(Dataset entries)
PR #7552, opened 2021-04-06
build: Use nfpm for packaging (fixes #7548)

### LINKED ISSUE #7548: Upgrading syncthing-relaysrv to 1.15.0 fails in post-installation
* Versions: Upgrading the to the latest release (from candidate to stable) on ARM
* What happened: The dist-upgrade fails with an error in a post-installation script
* What was expected: your run-of-the-mill upgrade

Output:

```
Setting up syncthing-relaysrv (1.15.0) ...
/var/lib/dpkg/info/syncthing-relaysrv.postinst: 11: /var/lib/dpkg/info/syncthing-relaysrv.postinst: Syntax error: "else" unexpected
dpkg: error processing package syncthing-relaysrv (--configure):
 installed syncthing-relaysrv package post-installation script subprocess returned error exit status 2
Errors were encountered while processing:
 syncthing-relaysrv
E: Sub-process /usr/bin/dpkg returned an error code (1)
```

imsodin:
Switches from fpm to nfpm to create debian packages.  
Written in go, no docker image or ruby required. Seems well maintained and if a version is faulty, it's easy to "control" through modules.

nfpm doesn't have the functionality to handle systemd units. I thus created a unified post-inst script using templating for all our packages. It restarts running systemd services if any, otherwise it sends `HUP`.

I changed the build tag for `build.go` to `build` such that `go mod tidy` doesn't remove the modules needed there (some new go1.16 thing).

Testing: Installed the syncthing package, did restart and still works. And diffing the new extracted .deb against the old only shows expected differences.

This also means we can retire the syncthing/builder docker image, once TC is adjusted to not use that.


script/deb-post-inst.template
```diff
@@ -0,0 +1,14 @@
+#!/bin/sh
+
+command -v deb-systemd-invoke > /dev/null
+has_systemd=$?
+
+if [ $has_systemd -ne 0 ]; then
+	deb-systemd-invoke --daemon-reload
```
calmh, line 7: This is called if we *don't* have systemd?

calmh (commented):
Looks nice, possibly apart from the fact  that build.go now depends on a lot of stuff which will get downloaded when it's run, potentially causing all kinds of political ruckus, even when we're not building deb:s. Maybe this should go into a separate build-deb.go or something...

script/deb-post-inst.template
```diff
@@ -0,0 +1,14 @@
...
+fi
+
+if [ $has_systemd -ne 0 ] && [ -n "$(systemctl list-units --plain --no-legend {{.Service}})" ]; then
```
bt90, line 10:
```suggestion
if [ $has_systemd -eq 0 ] && deb-systemd-helper was-enabled {{.Service}} ; then
```

or something like that.

imsodin: `{{Service}}` can containg globbing, e.g. `syncthing@*.service`. Thus `is-enabled` doesn't work. Of course I totally agree that it is ugly, so I am very open to better ideas, just couldn't come up with them myself.

imsodin:
> Looks nice, possibly apart from the fact that build.go now depends on a lot of stuff which will get downloaded when it's run, potentially causing all kinds of political ruckus, even when we're not building deb:s. Maybe this should go into a separate build-deb.go or something...

go1.16 got more annoying (also known as strict) with regards to go.mod: It won't update it anymore on `go run`. Thus if you keep ignoring `build.go` and thus not adding the deps to go.mod, it will fail with something like:

```
build.go:36:2: no required module provides package github.com/goreleaser/nfpm/v2; to add it:
        go get github.com/goreleaser/nfpm/v2
build.go:37:2: no required module provides package github.com/goreleaser/nfpm/v2/deb; to add it:
        go get github.com/goreleaser/nfpm/v2/deb
build.go:38:2: no required module provides package github.com/goreleaser/nfpm/v2/files; to add it:
        go get github.com/goreleaser/nfpm/v2/files
```

I don't think there's any way around this as long as the source stays in the same module. We could create a file like `tools.go` with a `// +build: tools` tag to make it clearly visible (apparently that's a convention), where the imports that are just for building are listed (might also include some proto stuff, definitely that windows executable stuff, ...).

imsodin:
Looks like this is for go1.17. Would have to revert to nfpm v1 for go1.15 compat, which is quite different (well, semver), e.g. no file permissions, and likely unmaintained.

I'll file a new PR with just the post-inst script changes, replacing the systemd features and thus als ofixing #7552.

◆ EXERCISE AIM
Your answer consists solely of the lines from the top of the records above through the line that contains "I changed the", each echoed exactly.

◆ ANSWER TO THE PROBLEM
PR #7552, opened 2021-04-06
build: Use nfpm for packaging (fixes #7548)

### LINKED ISSUE #7548: Upgrading syncthing-relaysrv to 1.15.0 fails in post-installation
* Versions: Upgrading the to the latest release (from candidate to stable) on ARM
* What happened: The dist-upgrade fails with an error in a post-installation script
* What was expected: your run-of-the-mill upgrade

Output:

```
Setting up syncthing-relaysrv (1.15.0) ...
/var/lib/dpkg/info/syncthing-relaysrv.postinst: 11: /var/lib/dpkg/info/syncthing-relaysrv.postinst: Syntax error: "else" unexpected
dpkg: error processing package syncthing-relaysrv (--configure):
 installed syncthing-relaysrv package post-installation script subprocess returned error exit status 2
Errors were encountered while processing:
 syncthing-relaysrv
E: Sub-process /usr/bin/dpkg returned an error code (1)
```

imsodin:
Switches from fpm to nfpm to create debian packages.  
Written in go, no docker image or ruby required. Seems well maintained and if a version is faulty, it's easy to "control" through modules.

nfpm doesn't have the functionality to handle systemd units. I thus created a unified post-inst script using templating for all our packages. It restarts running systemd services if any, otherwise it sends `HUP`.

I changed the build tag for `build.go` to `build` such that `go mod tidy` doesn't remove the modules needed there (some new go1.16 thing).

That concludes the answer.